Advances in Mathematical Physics
Volume 2013 (2013), Article ID 917153, 10 pages
http://dx.doi.org/10.1155/2013/917153
Research Article

Can Power Laws Help Us Understand Gene and Proteome Information?

1Institute of Engineering, Polytechnic of Porto, Department of Electrical Engineering, Rua Dr. António Bernardino de Almeida 431, 4200-072 Porto, Portugal
2National Health Institute, Biochemical Genetics Unit, Medical Genetics Center “Jacinto de Magalhães”, Praça Pedro Nunes 88, 4099-028 Porto, Portugal

Received 11 February 2013; Accepted 27 February 2013

Academic Editor: Dumitru Baleanu

Copyright © 2013 J. A. Tenreiro Machado et al. This is an open access article distributed under the Creative Commons Attribution License, which permits unrestricted use, distribution, and reproduction in any medium, provided the original work is properly cited.

Abstract

Proteins are biochemical entities consisting of one or more blocks typically folded in a 3D pattern. Each block (a polypeptide) is a single linear sequence of amino acids that are biochemically bonded together. The amino acid sequence in a protein is defined by the sequence of a gene or several genes encoded in the DNA-based genetic code. This genetic code typically uses twenty amino acids, but in certain organisms the genetic code can also include two other amino acids. After linking the amino acids during protein synthesis, each amino acid becomes a residue in a protein, which is then chemically modified, ultimately changing and defining the protein function. In this study, the authors analyze the amino acid sequence using alignment-free methods, aiming to identify structural patterns in sets of proteins and in the proteome, without any other previous assumptions.

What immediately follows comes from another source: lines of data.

PR #1948, opened 2018-10-08
Show correct coverage badge in the readme

lo1tuma:
I had a look at the coverage report on coveralls that is linked in the readme and I was very confused that the last build is from 2016.
It seems like that coveralls has been replaced with codecov in 2ed94853ddd2ca4614a82b2a79cc251c09212331, but the badge has never been updated.


novemberborn:
Ha! I always overlook badges. Oops!

PR #1949, opened 2018-10-09
Configuration file validation

### LINKED ISSUE #1943: Ensure ava.config.js export does not contain an "ava" property
`ava.config.js` files should include the AVA configuration, without wrapping it inside an AVA field. In other words, this is wrong:

```js
export default {
  ava: {
  }
}
```

To prevent confusion, we should check if the configuration has an `ava` key and throw an error.

I realize the documentation is confusing, since we're not consistent in whether we're showing a partial `package.json`, but this will at least help nudge in the right direction.

The config is loaded in this file: https://github.com/avajs/ava/blob/master/lib/load-config.js

wmik:
- Adds title to [configuration snippet](https://github.com/avajs/ava#configuration) to mark it as part of `package.json` and
- fixes #1943


havenchyk:
@novemberborn please, take a look

wmik:
Thanks for the review @novemberborn I suppose `.hasOwnProperty` was overkill 😅 Otherwise the updates look great. Nothing more to add on my side.

PR #1954, opened 2018-10-13
Restore Babel cache invalidation

### LINKED ISSUE #1817: Restore Babel cache invalidation
#1798 caused drastic regressions in our ability to invalidate the precompilation cache. This was intentional, as we wanted to upgrade to newer Babel 7 betas.

There's a few `TODO` comments in `lib/babel-pipeline.js` with pointers on how to improve our cache invalidation:

https://github.com/avajs/ava/blob/a5de3691e76a2a999ac3392830d1e26d279d60ab/lib/babel-pipeline.js#L134

https://github.com/avajs/ava/blob/a5de3691e76a2a999ac3392830d1e26d279d60ab/lib/babel-pipeline.js#L111

With regards to plugins &  presets, we should figure out what package the resolved plugin / preset is from, and then use [`package-hash`](https://github.com/novemberborn/package-hash/) to compute a hash. If the plugin / preset is a file in the current project (and not a dependency) we should just hash the file. The same if it's from outside of the current project.

We're now resolving Babel options for every file that's being compiled. We should therefore have a lookup of resolved plugins / presets and config files to previously computed hashes.

`package-hash` has an asynchronous mode which we could use, though we'd have to change the pipeline to be asynchronous itself, so that'd be a bit more work.

`userOptions` may come from an `ava.config.js` file (at least when #1761 lands). Consequently they may include non-serializable values. Perhaps we should serialize it using Concordance before taking the hash.

novemberborn:
Fixes #1817.

### DIFF
--- a/lib/babel-pipeline.js
+++ b/lib/babel-pipeline.js
@@ -136,7 +136,7 @@ function build(projectDir, cacheDir, userOptions, compileEnhancements) {
 	const containsStage4 = makeValueChecker('../stage-4');
 	const containsTransformTestFiles = makeValueChecker('@ava/babel-preset-transform-test-files');
 
-	const loadOptions = (filename, inputSourceMap) => {
+	const loadOptions = filename => {
 		const partialTestConfig = babel.loadPartialConfig(Object.assign({
 			babelrc: false,
 			babelrcRoots: [projectDir],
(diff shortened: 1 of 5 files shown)


lib/babel-pipeline.js
```diff
@@ -99,6 +102,41 @@ function wantsStage4(userOptions, projectDir) {
...
+		inputs.push(babelrc);
+
+		const filename = path.basename(babelrc);
+		if (filename === 'package.json') {
+			inputs.push(JSON.stringify(pkgConf.sync('babel', {cwd: path.dirname(filename)})));
+		} else {
+			inputs.push(stripBomBuf(fs.readFileSync(babelrc)));
+		}
+	}
+	// TODO: If present, hash config contents
```
sindresorhus: If *what* is present?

The paper starts by analyzing amino acid sequence data by means of histograms using fixed length amino acid words (tuples). After creating the initial relative frequency histograms, they are transformed and processed in order to generate quantitative results for information extraction and graphical visualization. Selected samples from two reference datasets are used, and results reveal that the proposed method is able to generate relevant outputs in accordance with current scientific knowledge in domains like protein sequence/proteome analysis.